Work task =>
Produce an exact copy of the first line of the data below and each line after it, please, up to and including the one with "--- a/Quaver.Shared/Graphics/Notifications/Notification.cs".

Stored data entries:
--- START ---

PR #947, opened 2019-07-12
Made notifications better

Sublimity:
- Fixed the problem with notification text overhanging.
- Notification height now adjusts relative to text height.
- Fixed avatar/image alpha when fading out.
- Changed the `BorderColor` to the main accent colour.
- The texture for the icon will now scale properly and doesn't require extra space in the file to accommodate

Requires #946 for new DarkGray colour.

### :thonking_face: might add a notification manager dialog soon:tm:

### DIFF
--- a/Quaver.Shared/Graphics/Notifications/Notification.cs
+++ b/Quaver.Shared/Graphics/Notifications/Notification.cs
@@ -152,7 +152,7 @@ namespace Quaver.Shared.Graphics.Notifications
 
         private void AdjustHeightIfRequired()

--- END ---

Result for this task =>
PR #947, opened 2019-07-12
Made notifications better

Sublimity:
- Fixed the problem with notification text overhanging.
- Notification height now adjusts relative to text height.
- Fixed avatar/image alpha when fading out.
- Changed the `BorderColor` to the main accent colour.
- The texture for the icon will now scale properly and doesn't require extra space in the file to accommodate

Requires #946 for new DarkGray colour.

### :thonking_face: might add a notification manager dialog soon:tm:

### DIFF
--- a/Quaver.Shared/Graphics/Notifications/Notification.cs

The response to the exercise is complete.